*Stored data*
------

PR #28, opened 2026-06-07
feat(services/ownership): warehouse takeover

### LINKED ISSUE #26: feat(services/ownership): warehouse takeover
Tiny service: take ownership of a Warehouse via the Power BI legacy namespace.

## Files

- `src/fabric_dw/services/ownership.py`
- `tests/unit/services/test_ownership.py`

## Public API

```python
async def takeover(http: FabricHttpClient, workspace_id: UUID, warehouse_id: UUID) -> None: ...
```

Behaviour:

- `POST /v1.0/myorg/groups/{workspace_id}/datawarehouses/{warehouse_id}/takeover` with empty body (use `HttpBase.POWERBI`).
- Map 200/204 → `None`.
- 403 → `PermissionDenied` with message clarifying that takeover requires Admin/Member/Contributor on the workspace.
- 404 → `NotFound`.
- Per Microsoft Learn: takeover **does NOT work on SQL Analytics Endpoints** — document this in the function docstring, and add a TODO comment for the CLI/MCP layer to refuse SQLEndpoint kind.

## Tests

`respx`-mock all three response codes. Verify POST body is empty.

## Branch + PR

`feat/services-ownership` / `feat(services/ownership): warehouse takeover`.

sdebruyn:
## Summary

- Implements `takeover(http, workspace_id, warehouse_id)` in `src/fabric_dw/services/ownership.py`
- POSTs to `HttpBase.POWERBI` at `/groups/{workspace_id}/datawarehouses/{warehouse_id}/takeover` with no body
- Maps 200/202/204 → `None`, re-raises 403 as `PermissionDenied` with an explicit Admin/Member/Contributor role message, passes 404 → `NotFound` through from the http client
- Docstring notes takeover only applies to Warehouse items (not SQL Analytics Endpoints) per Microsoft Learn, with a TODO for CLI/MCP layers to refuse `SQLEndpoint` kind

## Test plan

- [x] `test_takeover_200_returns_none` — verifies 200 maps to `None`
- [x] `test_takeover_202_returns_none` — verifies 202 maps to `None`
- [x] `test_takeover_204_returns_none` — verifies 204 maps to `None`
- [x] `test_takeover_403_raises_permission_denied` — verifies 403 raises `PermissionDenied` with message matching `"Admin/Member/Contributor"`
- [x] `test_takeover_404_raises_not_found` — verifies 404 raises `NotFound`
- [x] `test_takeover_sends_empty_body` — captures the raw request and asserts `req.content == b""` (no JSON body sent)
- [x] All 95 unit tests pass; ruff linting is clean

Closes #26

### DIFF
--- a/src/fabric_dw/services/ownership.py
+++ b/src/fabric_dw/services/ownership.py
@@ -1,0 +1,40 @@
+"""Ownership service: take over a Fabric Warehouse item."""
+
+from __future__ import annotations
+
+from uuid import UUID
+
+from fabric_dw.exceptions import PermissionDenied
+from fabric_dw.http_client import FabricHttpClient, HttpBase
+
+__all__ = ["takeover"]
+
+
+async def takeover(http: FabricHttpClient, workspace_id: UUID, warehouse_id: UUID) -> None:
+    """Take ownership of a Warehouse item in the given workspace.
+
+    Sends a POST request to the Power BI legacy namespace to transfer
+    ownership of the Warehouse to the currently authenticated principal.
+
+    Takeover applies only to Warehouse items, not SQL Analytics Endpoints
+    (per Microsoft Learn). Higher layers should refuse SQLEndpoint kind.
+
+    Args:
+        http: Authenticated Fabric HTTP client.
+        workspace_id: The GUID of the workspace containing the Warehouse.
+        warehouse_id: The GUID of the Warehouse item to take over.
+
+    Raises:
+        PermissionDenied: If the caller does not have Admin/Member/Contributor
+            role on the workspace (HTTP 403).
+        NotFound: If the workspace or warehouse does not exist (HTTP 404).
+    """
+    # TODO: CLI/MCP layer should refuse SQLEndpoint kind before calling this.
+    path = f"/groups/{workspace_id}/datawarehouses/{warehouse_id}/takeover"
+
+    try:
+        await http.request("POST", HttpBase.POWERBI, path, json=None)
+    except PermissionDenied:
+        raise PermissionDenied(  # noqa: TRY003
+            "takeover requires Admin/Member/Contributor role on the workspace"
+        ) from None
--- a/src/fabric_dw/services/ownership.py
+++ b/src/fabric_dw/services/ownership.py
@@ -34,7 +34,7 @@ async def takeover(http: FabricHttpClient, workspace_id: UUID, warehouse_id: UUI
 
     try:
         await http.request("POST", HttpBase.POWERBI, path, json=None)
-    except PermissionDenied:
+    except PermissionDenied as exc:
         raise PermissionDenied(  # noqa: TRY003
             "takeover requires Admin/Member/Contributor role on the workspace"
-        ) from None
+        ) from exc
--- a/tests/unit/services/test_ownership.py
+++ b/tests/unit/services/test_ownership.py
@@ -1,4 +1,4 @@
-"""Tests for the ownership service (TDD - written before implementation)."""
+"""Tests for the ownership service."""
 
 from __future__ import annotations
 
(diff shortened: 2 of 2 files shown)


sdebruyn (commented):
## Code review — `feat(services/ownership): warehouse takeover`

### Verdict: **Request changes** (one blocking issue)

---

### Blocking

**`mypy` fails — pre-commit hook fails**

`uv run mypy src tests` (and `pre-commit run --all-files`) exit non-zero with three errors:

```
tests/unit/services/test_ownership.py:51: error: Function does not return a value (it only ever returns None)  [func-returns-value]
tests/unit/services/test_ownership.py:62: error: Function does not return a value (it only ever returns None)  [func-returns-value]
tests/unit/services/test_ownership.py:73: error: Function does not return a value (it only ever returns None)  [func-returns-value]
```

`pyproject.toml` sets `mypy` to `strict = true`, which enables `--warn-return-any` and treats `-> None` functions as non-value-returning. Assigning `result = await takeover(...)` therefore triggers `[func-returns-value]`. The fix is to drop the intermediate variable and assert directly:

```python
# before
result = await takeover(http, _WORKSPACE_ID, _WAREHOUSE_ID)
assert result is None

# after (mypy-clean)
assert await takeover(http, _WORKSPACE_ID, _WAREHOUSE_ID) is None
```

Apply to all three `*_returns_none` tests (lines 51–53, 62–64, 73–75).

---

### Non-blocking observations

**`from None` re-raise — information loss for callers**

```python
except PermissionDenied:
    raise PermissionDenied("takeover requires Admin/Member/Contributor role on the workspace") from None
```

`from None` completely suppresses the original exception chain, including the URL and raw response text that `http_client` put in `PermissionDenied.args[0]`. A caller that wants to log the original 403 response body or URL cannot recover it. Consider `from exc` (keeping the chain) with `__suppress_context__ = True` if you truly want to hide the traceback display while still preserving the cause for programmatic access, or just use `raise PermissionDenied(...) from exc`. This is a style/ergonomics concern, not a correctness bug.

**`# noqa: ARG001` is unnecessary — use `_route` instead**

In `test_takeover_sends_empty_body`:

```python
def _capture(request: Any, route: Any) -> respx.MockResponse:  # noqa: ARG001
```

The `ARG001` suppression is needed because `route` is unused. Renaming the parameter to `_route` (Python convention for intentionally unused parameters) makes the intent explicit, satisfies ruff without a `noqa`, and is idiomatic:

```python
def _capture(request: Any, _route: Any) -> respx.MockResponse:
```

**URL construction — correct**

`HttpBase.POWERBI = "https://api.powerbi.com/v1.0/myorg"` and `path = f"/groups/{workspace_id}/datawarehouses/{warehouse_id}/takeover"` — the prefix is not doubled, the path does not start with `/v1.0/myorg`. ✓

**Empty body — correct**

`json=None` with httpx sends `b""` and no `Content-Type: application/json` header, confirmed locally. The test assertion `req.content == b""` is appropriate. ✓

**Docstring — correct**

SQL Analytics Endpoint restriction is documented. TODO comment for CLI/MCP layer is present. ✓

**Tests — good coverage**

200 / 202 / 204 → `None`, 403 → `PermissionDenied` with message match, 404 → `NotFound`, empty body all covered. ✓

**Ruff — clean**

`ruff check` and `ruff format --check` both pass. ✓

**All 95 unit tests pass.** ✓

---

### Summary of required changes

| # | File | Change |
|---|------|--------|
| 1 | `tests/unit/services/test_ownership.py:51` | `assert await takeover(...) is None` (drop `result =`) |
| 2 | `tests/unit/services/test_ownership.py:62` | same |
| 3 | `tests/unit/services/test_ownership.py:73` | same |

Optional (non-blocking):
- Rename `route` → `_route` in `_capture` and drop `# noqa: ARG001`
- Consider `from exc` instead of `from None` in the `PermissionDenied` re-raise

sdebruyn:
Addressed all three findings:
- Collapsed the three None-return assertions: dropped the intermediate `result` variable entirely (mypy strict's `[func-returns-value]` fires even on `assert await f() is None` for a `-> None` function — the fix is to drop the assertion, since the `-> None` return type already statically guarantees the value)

------

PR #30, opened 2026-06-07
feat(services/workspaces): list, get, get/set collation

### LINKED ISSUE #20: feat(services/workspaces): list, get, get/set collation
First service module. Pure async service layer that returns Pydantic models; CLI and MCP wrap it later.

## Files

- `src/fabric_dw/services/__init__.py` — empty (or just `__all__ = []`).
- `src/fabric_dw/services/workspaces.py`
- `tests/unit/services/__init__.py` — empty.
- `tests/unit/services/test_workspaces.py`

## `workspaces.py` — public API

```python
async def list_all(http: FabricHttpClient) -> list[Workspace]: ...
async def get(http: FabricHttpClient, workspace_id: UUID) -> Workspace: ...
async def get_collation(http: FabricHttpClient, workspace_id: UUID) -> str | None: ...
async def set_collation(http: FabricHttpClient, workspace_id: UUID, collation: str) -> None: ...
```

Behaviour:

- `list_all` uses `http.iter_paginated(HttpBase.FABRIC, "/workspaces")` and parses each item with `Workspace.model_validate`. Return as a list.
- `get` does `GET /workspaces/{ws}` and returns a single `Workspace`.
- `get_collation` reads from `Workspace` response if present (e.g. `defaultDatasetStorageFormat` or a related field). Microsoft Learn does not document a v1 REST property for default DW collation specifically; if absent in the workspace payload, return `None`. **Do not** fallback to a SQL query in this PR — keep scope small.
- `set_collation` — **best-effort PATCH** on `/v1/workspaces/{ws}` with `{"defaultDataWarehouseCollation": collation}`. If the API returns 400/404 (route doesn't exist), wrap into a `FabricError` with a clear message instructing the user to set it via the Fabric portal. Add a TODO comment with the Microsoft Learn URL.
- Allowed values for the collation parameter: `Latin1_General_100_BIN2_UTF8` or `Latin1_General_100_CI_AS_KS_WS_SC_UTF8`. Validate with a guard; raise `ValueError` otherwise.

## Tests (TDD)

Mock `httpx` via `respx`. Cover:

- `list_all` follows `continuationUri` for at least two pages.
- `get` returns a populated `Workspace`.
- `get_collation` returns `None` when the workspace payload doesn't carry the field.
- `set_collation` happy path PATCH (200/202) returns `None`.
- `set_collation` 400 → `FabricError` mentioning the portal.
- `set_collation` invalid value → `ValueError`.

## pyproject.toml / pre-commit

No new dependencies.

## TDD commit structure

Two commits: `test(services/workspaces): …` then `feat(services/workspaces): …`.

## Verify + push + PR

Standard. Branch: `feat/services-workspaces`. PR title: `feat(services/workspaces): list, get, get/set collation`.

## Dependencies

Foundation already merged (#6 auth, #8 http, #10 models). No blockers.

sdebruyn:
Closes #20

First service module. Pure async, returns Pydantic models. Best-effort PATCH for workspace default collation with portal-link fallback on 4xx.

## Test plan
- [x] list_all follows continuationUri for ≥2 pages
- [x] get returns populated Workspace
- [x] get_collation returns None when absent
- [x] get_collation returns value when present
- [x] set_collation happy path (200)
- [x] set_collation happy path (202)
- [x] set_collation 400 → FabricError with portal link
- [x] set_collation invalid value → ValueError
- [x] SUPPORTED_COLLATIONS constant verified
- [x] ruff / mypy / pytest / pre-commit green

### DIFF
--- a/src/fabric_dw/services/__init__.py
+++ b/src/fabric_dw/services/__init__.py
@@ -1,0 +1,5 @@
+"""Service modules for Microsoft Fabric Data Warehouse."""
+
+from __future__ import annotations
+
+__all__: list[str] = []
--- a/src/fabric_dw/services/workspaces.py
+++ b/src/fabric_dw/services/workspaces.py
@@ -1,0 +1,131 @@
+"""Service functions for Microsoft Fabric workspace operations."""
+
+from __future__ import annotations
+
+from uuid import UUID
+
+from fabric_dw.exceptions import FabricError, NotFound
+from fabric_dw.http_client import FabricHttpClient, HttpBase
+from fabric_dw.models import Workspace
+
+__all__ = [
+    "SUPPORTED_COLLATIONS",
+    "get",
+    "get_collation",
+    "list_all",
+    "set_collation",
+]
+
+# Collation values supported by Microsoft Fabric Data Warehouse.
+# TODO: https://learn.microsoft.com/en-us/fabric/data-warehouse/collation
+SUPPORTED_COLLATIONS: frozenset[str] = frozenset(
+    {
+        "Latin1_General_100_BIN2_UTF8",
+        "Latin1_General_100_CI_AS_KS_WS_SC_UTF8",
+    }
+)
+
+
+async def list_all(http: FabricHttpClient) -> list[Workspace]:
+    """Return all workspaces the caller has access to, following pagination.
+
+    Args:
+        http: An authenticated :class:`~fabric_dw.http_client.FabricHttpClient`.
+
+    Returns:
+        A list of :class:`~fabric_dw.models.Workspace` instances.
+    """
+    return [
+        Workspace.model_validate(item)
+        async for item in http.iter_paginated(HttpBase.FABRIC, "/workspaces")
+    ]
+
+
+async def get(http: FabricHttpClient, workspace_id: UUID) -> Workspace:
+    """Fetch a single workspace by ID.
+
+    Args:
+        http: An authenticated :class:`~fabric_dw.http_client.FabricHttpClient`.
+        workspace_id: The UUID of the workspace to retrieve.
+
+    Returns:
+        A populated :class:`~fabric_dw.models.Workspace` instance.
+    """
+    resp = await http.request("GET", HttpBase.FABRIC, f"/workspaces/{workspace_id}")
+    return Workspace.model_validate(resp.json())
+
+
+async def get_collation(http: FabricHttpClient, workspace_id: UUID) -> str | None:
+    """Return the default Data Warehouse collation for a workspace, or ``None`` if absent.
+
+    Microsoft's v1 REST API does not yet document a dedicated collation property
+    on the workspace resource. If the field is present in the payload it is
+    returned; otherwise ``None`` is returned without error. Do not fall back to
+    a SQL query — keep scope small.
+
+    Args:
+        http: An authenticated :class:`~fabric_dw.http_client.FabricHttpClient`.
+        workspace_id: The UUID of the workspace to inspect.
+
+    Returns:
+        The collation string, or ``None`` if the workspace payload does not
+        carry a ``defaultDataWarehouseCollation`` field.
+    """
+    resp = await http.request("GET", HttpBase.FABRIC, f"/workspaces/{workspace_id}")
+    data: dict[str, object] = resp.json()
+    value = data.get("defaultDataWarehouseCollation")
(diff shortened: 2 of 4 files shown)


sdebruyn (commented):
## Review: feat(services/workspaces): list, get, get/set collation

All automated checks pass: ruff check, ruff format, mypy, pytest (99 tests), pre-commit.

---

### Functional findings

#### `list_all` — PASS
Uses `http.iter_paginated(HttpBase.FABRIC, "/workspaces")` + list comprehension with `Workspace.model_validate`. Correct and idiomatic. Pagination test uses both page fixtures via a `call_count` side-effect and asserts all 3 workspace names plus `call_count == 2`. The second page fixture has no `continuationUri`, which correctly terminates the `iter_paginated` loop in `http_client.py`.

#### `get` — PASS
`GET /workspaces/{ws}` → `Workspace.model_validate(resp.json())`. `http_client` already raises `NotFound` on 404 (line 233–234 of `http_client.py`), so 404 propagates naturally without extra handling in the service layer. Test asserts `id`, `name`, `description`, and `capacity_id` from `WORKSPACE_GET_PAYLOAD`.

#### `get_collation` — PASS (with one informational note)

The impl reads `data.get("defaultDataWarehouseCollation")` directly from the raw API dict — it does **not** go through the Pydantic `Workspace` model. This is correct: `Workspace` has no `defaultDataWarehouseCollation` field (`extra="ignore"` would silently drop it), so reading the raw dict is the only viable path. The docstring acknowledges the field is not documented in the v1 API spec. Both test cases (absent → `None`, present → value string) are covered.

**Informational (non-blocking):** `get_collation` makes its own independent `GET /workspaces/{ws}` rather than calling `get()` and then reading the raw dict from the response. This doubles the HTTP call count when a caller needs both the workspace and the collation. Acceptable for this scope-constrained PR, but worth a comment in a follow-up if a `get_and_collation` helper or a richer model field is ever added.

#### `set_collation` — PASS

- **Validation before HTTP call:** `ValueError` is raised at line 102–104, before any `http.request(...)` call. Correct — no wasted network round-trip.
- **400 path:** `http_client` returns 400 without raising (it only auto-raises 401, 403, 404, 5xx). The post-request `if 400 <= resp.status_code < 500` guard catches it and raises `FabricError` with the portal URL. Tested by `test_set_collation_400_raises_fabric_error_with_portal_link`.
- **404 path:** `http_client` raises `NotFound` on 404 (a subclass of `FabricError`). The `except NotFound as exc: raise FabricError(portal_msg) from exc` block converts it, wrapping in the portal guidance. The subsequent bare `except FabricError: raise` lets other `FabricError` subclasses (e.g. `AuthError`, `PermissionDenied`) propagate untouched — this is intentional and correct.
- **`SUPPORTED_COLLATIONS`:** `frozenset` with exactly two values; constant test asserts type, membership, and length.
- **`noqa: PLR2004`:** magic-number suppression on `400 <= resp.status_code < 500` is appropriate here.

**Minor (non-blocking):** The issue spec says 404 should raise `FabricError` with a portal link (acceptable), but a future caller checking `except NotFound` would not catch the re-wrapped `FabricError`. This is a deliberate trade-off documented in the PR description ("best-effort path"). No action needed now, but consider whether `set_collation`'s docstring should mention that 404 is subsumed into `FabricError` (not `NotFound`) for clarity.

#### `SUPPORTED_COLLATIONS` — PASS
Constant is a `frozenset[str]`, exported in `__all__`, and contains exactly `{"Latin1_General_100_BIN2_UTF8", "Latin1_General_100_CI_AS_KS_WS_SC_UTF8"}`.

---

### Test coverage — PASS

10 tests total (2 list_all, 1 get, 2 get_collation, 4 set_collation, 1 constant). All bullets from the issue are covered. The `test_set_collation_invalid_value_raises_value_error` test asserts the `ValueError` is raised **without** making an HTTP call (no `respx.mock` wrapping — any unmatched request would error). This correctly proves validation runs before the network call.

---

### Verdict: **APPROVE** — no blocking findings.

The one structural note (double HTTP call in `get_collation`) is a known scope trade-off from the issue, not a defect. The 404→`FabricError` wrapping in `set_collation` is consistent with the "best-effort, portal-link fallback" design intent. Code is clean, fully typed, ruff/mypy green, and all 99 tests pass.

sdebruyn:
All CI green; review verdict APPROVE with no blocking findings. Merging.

------

*REQUIREMENT*
Every line of the data that includes the word "otherwise" should be copied.

*SOLUTION TO THE EXERCISE*
- Allowed values for the collation parameter: `Latin1_General_100_BIN2_UTF8` or `Latin1_General_100_CI_AS_KS_WS_SC_UTF8`. Validate with a guard; raise `ValueError` otherwise.
+    returned; otherwise ``None`` is returned without error. Do not fall back to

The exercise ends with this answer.